The hypothalamic content of catecholamines in tench was similar to that found in others cyprinids, such as goldfish (De Pedro et al. 1997, 1998), but the response of hypothalamic catecholaminergic system to starvation was different depending on species. Thus, fasting induces an increase in hypothalamic NE and DA content in the tench versus a reduction of both catecholamines in goldfish (De Pedro et al. 2001). This discrepancy may result from differences in feeding pattern: tench show nocturnal feeding activity, while goldfish tend to be day active (Sánchez-Vázquez et al. 1996). In contrast to goldfish, tench is highly sensitive to stressful stimuli. Then, it can be hypothesized that the NE and DA increase observed in the present study could be a consequence of starvation-induced stress, as it has been described in starved insects (Barreteau et al. 1993). Recent studies have shown that fish subjected to different stress conditions present an increased serotoninergic and dopaminergic activity (Jobling et al. 1999; Amcoff et al. 2002). The determination of plasma cortisol levels in tench could be relevant to support this hypothesis.

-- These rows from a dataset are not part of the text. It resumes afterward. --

PR #1059, opened 2024-07-02
Implement label checks using builtins

zregvart:
Now image manifest and image config is fetched using the `ec.oci.image_manifest` and `ec.oci.blob` builtin EC CLI functions. This allows the policy to handle failures to fetch either as policy violations.

Reference: EC-454


zregvart:
There is a slight implementation difference of note here: `org.opencontainers.image.base.digest` is not optional, I thought it would be better to have a deterministic policy, i.e. look at the exact parent image rather than at some (perhaps newer) parent image.

policy/release/labels.rego
```diff
@@ -44,6 +45,47 @@ warn contains result if {
 	)
 }
 
+# METADATA
+# title: Inaccessible image manifest
+# description: >-
+#   The image manfest is not accessible.
```
simonbaird, line 51:
```suggestion
#   The image manifest is not accessible.
```

policy/release/labels.rego
```diff
@@ -146,15 +190,90 @@ deny contains result if {
...
+#     Check the provided authentication configuration and the credentials
+#     within it.
+#   collections:
+#   - redhat
+#
+deny contains result if {
+	manifest := ec.oci.image_manifest(input.image.ref)
+
+	name := manifest.annotations["org.opencontainers.image.base.name"]
+	digest := manifest.annotations["org.opencontainers.image.base.digest"]
```
simonbaird, line 210: If these annotations are not present, do we expect we already produced a "required_labels" violation? That would make sense to me, but could consider a comment to mention that.

policy/release/labels.rego
```diff
@@ -146,15 +190,90 @@ deny contains result if {
...
+#     within it.
+#   collections:
+#   - redhat
+#
+deny contains result if {
+	manifest := ec.oci.image_manifest(input.image.ref)
+
+	parent_name := manifest.annotations["org.opencontainers.image.base.name"]
+	parent_digest := manifest.annotations["org.opencontainers.image.base.digest"]
+	parent_ref = sprintf("%s@%s", [parent_name, parent_digest])
```
simonbaird, line 236: Could consider moving these into a parent_ref_from_manifest (or something) helper rule to reduce repetition.

simonbaird (approved):

policy/release/labels.rego
zregvart: :+1: found a nice refactor that can be done here

policy/release/labels.rego
zregvart: `required_labels` should be independent of the parent labels correlation checks, if these are not present that means the image has no (recorded) parent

In summary, the present results show for the first time some hormonal and biochemical adjustments adopted by tench to cope with 1 week of fasting, and restoration after 2 days of refeeding. In agreement with findings in other vertebrates, plasma TH levels can also be used as a rapid indicator of nutritional status in tench. Data from the present study represent important reference values useful for aquaculturists and physiologists working with this species.